◆ Work order
Take every line from the data that has the word "naming" in it.

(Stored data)
————————

PR #664, opened 2020-09-15
Explicitly generate ccall wrapper functions

jmert:
This is an alternative to #646.

This PR replaces the three separate `for` loops that have been defining a whole swath of `ccall` wrapper functions with a file of explicitly-generated functions. The new `src/api.jl` file is generated from a list of API definitions contained in `gen/api_defs.jl` and processed by a macro defined in `gen/bind_generator.jl`. Those two files alone could be used together to do the function generation on-demand, but a third file — `gen/gen_wrappers.jl` — exists to expand all the definitions explicitly and save the results to a source file: this is how `src/api.jl` has been created.

The first commit does the direct translation of the `for` loops into the described generator infrastructure.

The second commit is a bug fix — two wrapper functions misnamed the HDF5 library functions.

The third commit renames a few of the wrapper functions to make them more consistent with the rest of the package's naming choices. Deprecation bindings have been added to aid any external user in this transition.


jmert:
I just added a fourth commit which improves the error handling for various return types a bit — in particular, there are two `typedef`-ed unsigned integers in the HDF5 headers (here, `Haddr` and `Hsize`) that never compare as `< 0`. This changes the generator to special-case these two return types, and instead look for the value of `-1 % Haddr` and `-1 % Hsize`, respectively, as the error condition.

It ends up being that the only impacted function was `h5d_get_offset`, which makes the error check in `readmmap` redundant (though it changes the error message).

There are still two instances of ineffective error checks — `h5t_get_size` and `h5t_get_member_offset` — that I left alone because `h5t_get_member_offset` has no error case indicated by its return value. In contrast, `h5t_get_size` with a return of `0` indicates an error, so I've left that unchanged for the moment.

musm (approved):
Looks great, just a couple of minor comments.

musm:
This also cuts precomp time by 20% percent  (down to 2.8 from 3.6 s)

gen/bind_generator.jl
```diff
@@ -0,0 +1,127 @@
...
+with "H5DO" or "H5TB" then the latter library is used.
+"""
+macro bind(sig::Expr, err::Union{String,Expr})
+    sig.head === :(::) || error("return type required on function signature")
+
+    # Pull apart return-type and rest of function declaration
+    rettype = sig.args[2]::Union{Symbol,Expr}
+    funcsig = sig.args[1]
+    isexpr(funcsig, :call) || error("expected function-like expression, found `", funcsig, "`")
+    funcsig = funcsig::Expr
```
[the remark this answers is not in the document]
jmert: If the expression is really malformed (e.g. a Symbol), it'll type-assert error prior to the helpful `error()` call, but yeah, it's probably a bit too far on the defensive side.

gen/bind_generator.jl
```diff
@@ -0,0 +1,127 @@
...
+
+    # Extract function name and argument list
+    jlfuncname = funcsig.args[1]::Symbol
+    funcargs = funcsig.args[2:end]
+
+    # Pull apart argument names and types
+    args = Vector{Symbol}()
+    argt = Vector{Any}()
```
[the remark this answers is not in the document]
jmert: Probably. I remember I had `Vector{Symbol}` on both at the start and that wasn't compatible with `Ptr` types since those are expressions, so I just widened to `Any`. I could definitely try narrowing back to a `Union`.

gen/bind_generator.jl
```diff
@@ -0,0 +1,127 @@
...
+        # Returns a value
+        returnexpr = :(return $statsym)
+    end
+
+    # Then assemble the pieces. Doing it through explicit Expr() objects
+    # avoids inserting the line number nodes for the macro --- the call site
+    # is instead explicitly injected into the function body via __source__.
+    jlfuncsig = Expr(:call, jlfuncname, args...)
+    jlfuncbody = Expr(:block,
+                      __source__,
```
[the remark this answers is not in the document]
jmert: Yeah, the idea was to allow an on-demand version to still give some useful source information, even though the pre-generated version just strips that back out. (As I said in the other PR's comment, this started as an exploration of working with macros a bit more and teaching myself some of the constructs, so I could remove this if desired.)

gen/bind_generator.jl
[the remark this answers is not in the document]
musm: oh right there's the error call on line 64

gen/bind_generator.jl
```diff
@@ -0,0 +1,147 @@
...
+        # turn e.g. h5f_close into H5Fclose
+        prefix, rest = split(string(jlfuncname), "_", limit = 2)
+        cfuncname = Symbol(uppercase(prefix), rest)
+    end
+
+    # Determine the underlying C library to call
+    lib = startswith(string(cfuncname), r"H5(DO|TB)") ? :libhdf5_hl : :libhdf5
+
+    # Now start building up the full expression:
+    statsym = Symbol("#status#") # not using gensym() to have stable naming
```
musm, line 106: Does this really need to be `var"#status"`, why not just leave it as, say, `r` or `ret` ?

jmert: The idea was to make a naming clash with the function arguments unlikely, since we're not actually relying on macro hygiene to ensure the internal and externally-provided symbols are unique.

musm: Hmm, I see. It would be pretty unlikely someone do name an argument `ret`, but I suppose it "could" happen.  I guess I'm just a little apprehensive since it isn't very idiomatic.

jmert: We could change it to something more normal yet still exotic — `__status_` or something.

musm: I'm on the fence, we could just keep as is  or name it `status` where it would be pretty straightforward  to catch errors if people commit the wrong symbol names.

gen/bind_generator.jl
```diff
@@ -0,0 +1,147 @@
...
+2. If `ReturnType === :Haddr` or `ReturnType === :Hsize`, an error is raised when the
+   return value is equivalent to `-1 % Haddr` and `-1 % Hsize`, respectively.
+
+3. For all other return types, it is assumed a negative value indicates error.
+
+It is assumed that the HDF library names are given in global constants named `libhdf5`
+and `libhdf5_hl`. The former is used for all `ccall`s, except if the C library name begins
+with "H5DO" or "H5TB" then the latter library is used.
+"""
+macro bind(sig::Expr, err::Union{String,Expr})
```
musm, line 68: Come to think of it, wouldn't have been  better if the `@bind` generator converted the `C` function name to the  Julia name as opposed to the opposite process ?  This is in some sense similar to the `@ccall` macro.

musm: I guess there's the issue of the exception list, which complicates that a bit. I assume that's probably why you took this approach instead.

jmert: Yeah, I'd originally done it the other way around, but the MPIO wrappers which all share the same C call but have unique Julia names made that complicated since the Dict key wasn't unique (without having to do something more complicated like using the full type signature as the key).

————————

◆ Answer
The third commit renames a few of the wrapper functions to make them more consistent with the rest of the package's naming choices. Deprecation bindings have been added to aid any external user in this transition.
+    statsym = Symbol("#status#") # not using gensym() to have stable naming
jmert: The idea was to make a naming clash with the function arguments unlikely, since we're not actually relying on macro hygiene to ensure the internal and externally-provided symbols are unique.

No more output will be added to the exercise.